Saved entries
PR #179, opened 2020-05-24
Change font

skywalkerdude:
Implement the change-font option to the bottom bar

### DIFF
--- a/Hymns/Display/VerseViewModel.swift
+++ b/Hymns/Display/VerseViewModel.swift
@@ -1,5 +1,7 @@
+import Combine
 import Foundation
 import Resolver
+import SwiftUI
 
 class VerseLineViewModel: Hashable, ObservableObject {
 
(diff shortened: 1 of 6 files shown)


Hymns/Display/VerseViewModel.swift
```diff
@@ -1,28 +1,59 @@
...
+                    self.fontSize = fontSize
+                }
+        }.store(in: &disposables)
+    }
+
+    static func == (lhs: VerseLineViewModel, rhs: VerseLineViewModel) -> Bool {
+        lhs.verseNumber == rhs.verseNumber && lhs.verseText == rhs.verseText && lhs.transliteration == rhs.transliteration
+    }
+
+    func hash(into hasher: inout Hasher) {
```
finben, line 35: What does this do? How does the hash function work?

Hymns/Infrastructure/Application/UserDefaultsManager.swift
```diff
@@ -0,0 +1,81 @@
+import Combine
+import Foundation
+import SwiftUI
+
+/**
+ * Wrapper class for managing `UserDefaults`
+ */
+class UserDefaultsManager {
```
finben, line 8: This doesn't have to be an observable object to send values?

Hymns/Display/VerseViewModel.swift
skywalkerdude: Are you asking how a hash function works in general? https://en.wikipedia.org/wiki/Hash_function

Hymns/Infrastructure/Application/UserDefaultsManager.swift
skywalkerdude: It doesn't need to be an observable object because I'm writing it to a CurrentValueSubject that is observed on in the view model

PR #338, opened 2012-03-09
Use the eventually GA found plugin not the passed in GAV

adreghiciu:
The bug related to booting in case that a plugin dependeing on another version of another plugin then the one in plugin-repository seems as not fixed by the previous try. This because the version that we returned and used later on to create the injector was the one expressed in plugin dependency and not the one founded by GA.


adreghiciu:
https://builds.sonatype.org/view/nexus/job/nexus-oss-its-feature/279/

cstamas:
:beer:

nabcos:
+1

peterlynch:
-1 why not add a unit test that breaks before this change and passes after? there is already DefaultNexusPluginManagerTest.java to start with.

adreghiciu:
@peterlynch The problem with test is that the error is only manifested when the plugin injector is created. And in the UT we do not wanna do that. The existing test was covering the use case only that in the UT we did override the container creating so, we did not get the exception.

adreghiciu:
CI voted +1 (one test failing on Windows but unrelated)

PR #339, opened 2012-03-13
NEXUS-4893: Make Jetty use real logger

cstamas:
SLF4J and it's logback "backend" (is not backend but direct implementation)
moved into bundle. But, to avoid problems already described, logging
related packages are made "server classes", classes hidden from WAR,
as Nexus deliver the same stuff, and extends those by adding custom
appender implementations.

This change does/fixes:
- the original issue, as at "server level" it is not the SrdErrLogger trivial implementation used by Jetty to log (server logs and servlet logs) but logback (with Jetty's preferred native SLF4J support).
- the Jetty -- based on that item above -- now uses Slf4j and does not break the log "layout" (there was a similar issue, as pattern Jetty's logger used was different than Nexus pattern, making logs hard to read and parse)
- logging related classes are made "server classes" to not impose any requirements against Nexus WAR, hence, Nexus WAR wrt it's dependencies it ships in /lib folder are unchanged, it's still "fully functional" (and will not log to "noop" logger).

### DIFF
--- a/nexus-maven-plugins/nexus-maven-plugin/pom.xml
+++ b/nexus-maven-plugins/nexus-maven-plugin/pom.xml
@@ -298,6 +298,13 @@
     </dependency>
     <dependency>
       <groupId>ch.qos.logback</groupId>
+      <artifactId>logback-core</artifactId>
+      <version>${logback.version}</version>
+      <type>jar</type>
+      <scope>compile</scope>
+    </dependency>
+    <dependency>
+      <groupId>ch.qos.logback</groupId>
       <artifactId>logback-classic</artifactId>
       <version>${logback.version}</version>
       <type>jar</type>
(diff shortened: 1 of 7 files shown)


jdillon:
Cursory inspection looks good.  What does ci say?

velo:
+1
@jdillon I don't think this will affect CI since CI doesn't test the bundle itself.

@cstamas no changes need to nexus-bundles??

jdillon:
ci says this doesn't compile:

https://builds.sonatype.org/job/nexus-oss-feature/jdk=java-6x,label=linux/lastBuild/console

velo:
I could be wrong =D

cstamas:
Started CI job:
https://builds.sonatype.org/view/nexus/job/nexus-oss-its-feature/285/

cstamas:
CI linux voted +1

peterlynch:
:beer:

cstamas:
Both slaves (lin and win) says +1

PR #341, opened 2012-03-14
o [NXCM-3953] Add capability to sort items in a collection before processing

nabcos:
https://builds.sonatype.org/job/nexus-oss-its-feature/281/

### DIFF
--- a/nexus/nexus-api/src/main/java/org/sonatype/nexus/proxy/walker/DefaultWalkerContext.java
+++ b/nexus/nexus-api/src/main/java/org/sonatype/nexus/proxy/walker/DefaultWalkerContext.java
@@ -13,11 +13,13 @@
 package org.sonatype.nexus.proxy.walker;
 
 import java.util.ArrayList;
+import java.util.Comparator;
 import java.util.HashMap;
 import java.util.List;
 import java.util.Map;
 
 import org.sonatype.nexus.proxy.ResourceStoreRequest;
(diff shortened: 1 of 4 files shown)


jdillon:
How does sorting avoid problem captured in NXCM-3953?

velo:
+1
but wanna hear the answer for jason's question too.

nabcos:
Preparation for the real fix in Pro. From the description of the pull request referencing this one (sonatype/nexus-enterprise#175):

This is important for staging snapshots, when you have multiple unique
snapshot versions in the staging repository. The items were processed in
file system order before, so the snapshot metadata wasn't always set to
the latest snapshot in the staging repo.

jdillon:
mkay, cursory look at the issue shows the test depends on timing information which seemed fishy compared to the fix here that it is for.   Though generally looks like this change is fine, looks like its optional feature to use when needed and not always going to be sorting which was what I had thought originally (which would be bad imo to always force to sort when walking).

+1

nabcos:
yes, the comparator has to be explicitely set in the WalkerContext. If not set, behavior is as before.

The test stages multiple unique snapshot versions and expects the newest one to 'win'. That's the behavior for the 'Recreate Maven Metdata' task as well (but according to Tamas it's actually a bug for the recreation, IIUC it should actually be 'last modified wins'). So the only place using a sorted walk so far is staging when promoting repositories.

PR #345, opened 2012-03-19
Removed url from plugins that don't really have a site

velo:
UI already handle this just fine.


peterlynch:
:beer:

velo:
https://github.com/sonatype/nexus-enterprise/pull/180

jdillon:
Is simply to remove the default generated url from parent no?  Perhaps the parent should omit its url so that plugins don't have to put this empty tag in to override it?

I admit I tend to remove these as they don't clearly provide any reason to exist...

velo:
No, if you remove from top level maven add a /${lower-lever-artifactId}....

jdillon:
I've no clue what your comment means @velo

velo:
Top level pom
<url></url>

Plugin pom
no url entry

Effective plugin pom (what maven sees after all CoC is applied)
<url>/plugin</url>

PR #348, opened 2012-03-21
Sharing some debug utilities I had locally.

cstamas:
DebugEventInspector simply "spits" out the Nexus internal events
for easier debugging. It can be enabled via system properties
or JMX.

LogManager also exposed over JMX for easier management.

By having JConsole (or any JMX client), you can now easily tune
the DEBUGness of running nexus instance without even bouncing it,
and without even touching the UI (for logging level).


nabcos:
+1

nabcos:
if it's easy to do adding a xml conf snippet to the log configuration over jmx would be useful as well =)
(similar to what @jdillon did with the capability in sp)

cstamas:
Sure thing. 
This pull request contains what I had locally, but nothing stops us extending what we expose over JMX.

adreghiciu:
+1

PR #349, opened 2012-03-21
NEXUS-4955 - expand the prefix when it is too short

velo:
This issue was reported on user list.

Basically File.createTempFile() fail if prefix is too short, what may happen when the file name we are uploading is too short.

I just append System.nanotime() to it, but we can append anything else.

### DIFF
--- a/nexus/nexus-app/src/main/java/org/sonatype/nexus/configuration/application/RepositoryDependentException.java
+++ b/nexus/nexus-app/src/main/java/org/sonatype/nexus/configuration/application/RepositoryDependentException.java
@@ -1,3 +1,15 @@
+/**
+ * Sonatype Nexus (TM) Open Source Version
+ * Copyright (c) 2007-2012 Sonatype, Inc.
+ * All rights reserved. Includes the third-party code listed at http://links.sonatype.com/products/nexus/oss/attributions.
+ *
+ * This program and the accompanying materials are made available under the terms of the Eclipse Public License Version 1.0,
+ * which accompanies this distribution and is available at http://www.eclipse.org/legal/epl-v10.html.
+ *
+ * Sonatype Nexus (TM) Professional Version is available from Sonatype, Inc. "Sonatype" and "Sonatype Nexus" are trademarks
+ * of Sonatype, Inc. Apache Maven is a trademark of the Apache Software Foundation. M2eclipse is a trademark of the
+ * Eclipse Foundation. All other trademarks are the property of their respective owners.
+ */
 package org.sonatype.nexus.configuration.application;
 
 import static java.lang.String.format;
--- a/nexus/nexus-proxy/src/main/java/org/sonatype/nexus/proxy/storage/local/fs/DefaultFSPeer.java
+++ b/nexus/nexus-proxy/src/main/java/org/sonatype/nexus/proxy/storage/local/fs/DefaultFSPeer.java
@@ -56,6 +56,8 @@ public class DefaultFSPeer
 {
     private static final String HIDDEN_TARGET_SUFFIX = ".nx-upload";
 
+    private static final String APPENDIX = "nx-tmp";
+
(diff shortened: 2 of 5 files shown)


nexus/nexus-app/src/main/java/org/sonatype/nexus/configuration/application/RepositoryDependentException.java
```diff
@@ -1,3 +1,15 @@
...
+ * All rights reserved. Includes the third-party code listed at http://links.sonatype.com/products/nexus/oss/attributions.
+ *
+ * This program and the accompanying materials are made available under the terms of the Eclipse Public License Version 1.0,
+ * which accompanies this distribution and is available at http://www.eclipse.org/legal/epl-v10.html.
+ *
+ * Sonatype Nexus (TM) Professional Version is available from Sonatype, Inc. "Sonatype" and "Sonatype Nexus" are trademarks
+ * of Sonatype, Inc. Apache Maven is a trademark of the Apache Software Foundation. M2eclipse is a trademark of the
+ * Eclipse Foundation. All other trademarks are the property of their respective owners.
+ */
 package org.sonatype.nexus.configuration.application;
```
cstamas, line 13: ? What's this?

velo, line 13: A missing header...

nexus/nexus-proxy/src/main/java/org/sonatype/nexus/proxy/storage/local/fs/DefaultFSPeer.java
```diff
@@ -328,6 +333,18 @@ protected File getHiddenTarget( final File target, final StorageItem item )
         }
     }
 
+    private String expandPrefix( String prefix )
```
cstamas: Never leave _any chance_ for shit to hit the fan.

Here, you would have it, if -- even if there is a minimal chance, but there IS a chance -- to deploy file "id" and have nanoTime as 12345... and then in very next moment deploy of file "id12345..."... kaboom, collision might happen.

Why not _always prefix with same content_? 

Even something like `return "aaa" + prefix;` would work, as with this you effectively "translate" the space (which is a "space of possible file names" here) to have it's border above minimum required (minimum name length of 3 characters), but since translation is "rigid motion", you _preserved uniqueness too_, unlike the solution in this pull request (and hence, the minimum chance to something smelly hit the fan is present).

velo: So you are saying collision will happen 100% of the times name is bigger then 3 chars?  It doesn't make sense.

I will use the constant instead of nanoTime.

cstamas: No, I am saying there is room for collision.

One deploys file "id", and nano at the moment is "12345". So, the prefix you create is "id12345".
In same moment, _someone else_ deploys file named "id12345". Here, you do not prefix, since name is longer than 3.

But the strings returned by new expandPrefix method are actually the same.

velo: So when there is no nano on the mix there will be collision....

cstamas: No, it is the condition that makes it possible. If you append unconditionally with a constant, you make it impossible to produce a collision.

velo: ok, then I will remove the if.

cstamas:
:beer:

adreghiciu:
+1

PR #350, opened 2012-03-21
o [NXCM-4274] Avoid UI credential timeouts

jdillon:
I've been testing this for a week or so now, and the NX instance I'm running has yet to prompt me for basic auth muck.

I think we should consider merging this fix.


bentmann:
The RHC plugin initially had a similar JavaScript task polling the Nexus server for status info which eventually was considered bad due to the traffic.

jdillon:
Perhaps this should only be installed once authenticated?

jdillon:
BTW, I think its worse to show a browser auth panel than to hit this url periodically, since the former actually breaks the UI.

The alternative would be some less often check to see if auth is broken, and then force the UI to log out.

jdillon:
... and/or make a capability to turn this on/off

nexus/nexus-webapp/src/main/webapp/js/Sonatype.utils.js
```diff
@@ -776,6 +777,29 @@
...
+                {
+                  Ext.Ajax.request({
+                    method : 'GET',
+                    options : {
+                      ignore401 : true
+                    },
+                    url : Sonatype.config.repos.urls.status,
+                    callback : function(options, success, response) {
+                      // do nothing, we only request to refresh session
+                    }
```
peterlynch: Does the UI lock up, wait, throw error dialog on any http error doing this refresh? Sounds like it was only tested when server was running?

Expecting that nothing noticeable in the UI if Nexus is unreachable or connection is slow.

^ bring this up because I think I have seen the status resource ping throw error dialogs on connection failure in the past.

peterlynch:
hesitant to merge this until after Shiro 1.2 upgrade is merged.

nexus/nexus-webapp/src/main/webapp/js/Sonatype.utils.js
nabcos: did not try, it will probably show the generic error message box.

peterlynch: ok would like to avoid

adreghiciu:
+1

cstamas:
+1

What's happening on this front?

peterlynch:
just don't have much faith in this since corner cases are not being tested

jdillon:
Ya, I think there are corners too.  Like when I have security turned off, then enable it, I'm prompted for auth via the browser mechanism twice in a row before it gives up (w/o this change) no clue how it would behave with this change.

peterlynch:
We decided testing this further would be ok for 2.1 since if it works reasonably well then it is better than user experience we currently have. Will add a jira for testing this so that we can merge

peterlynch:
https://issues.sonatype.org/browse/NXCM-4274

nabcos:
Tested and refactored a bit to make this more robust. Should yield no visible UI on http errors - and the task will stop itself on an error. It will start on (UI) login or 'load with credentials' (like reloading page while logged in), stop on (UI) logout.

peterlynch:
+1 lets give a try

▶ **TASK REQUIREMENTS**: The output should be exactly the lines above from the line containing "I could be wrong =D" to the line containing "yes, the comparator", inclusive, with no other lines.

▶ **OUTPUT OF THE EXERCISE**:
I could be wrong =D

cstamas:
Started CI job:
https://builds.sonatype.org/view/nexus/job/nexus-oss-its-feature/285/

cstamas:
CI linux voted +1

peterlynch:
:beer:

cstamas:
Both slaves (lin and win) says +1

PR #341, opened 2012-03-14
o [NXCM-3953] Add capability to sort items in a collection before processing

nabcos:
https://builds.sonatype.org/job/nexus-oss-its-feature/281/

### DIFF
--- a/nexus/nexus-api/src/main/java/org/sonatype/nexus/proxy/walker/DefaultWalkerContext.java
+++ b/nexus/nexus-api/src/main/java/org/sonatype/nexus/proxy/walker/DefaultWalkerContext.java
@@ -13,11 +13,13 @@
 package org.sonatype.nexus.proxy.walker;
 
 import java.util.ArrayList;
+import java.util.Comparator;
 import java.util.HashMap;
 import java.util.List;
 import java.util.Map;
 
 import org.sonatype.nexus.proxy.ResourceStoreRequest;
(diff shortened: 1 of 4 files shown)


jdillon:
How does sorting avoid problem captured in NXCM-3953?

velo:
+1
but wanna hear the answer for jason's question too.

nabcos:
Preparation for the real fix in Pro. From the description of the pull request referencing this one (sonatype/nexus-enterprise#175):

This is important for staging snapshots, when you have multiple unique
snapshot versions in the staging repository. The items were processed in
file system order before, so the snapshot metadata wasn't always set to
the latest snapshot in the staging repo.

jdillon:
mkay, cursory look at the issue shows the test depends on timing information which seemed fishy compared to the fix here that it is for.   Though generally looks like this change is fine, looks like its optional feature to use when needed and not always going to be sorting which was what I had thought originally (which would be bad imo to always force to sort when walking).

+1

nabcos:
yes, the comparator has to be explicitely set in the WalkerContext. If not set, behavior is as before.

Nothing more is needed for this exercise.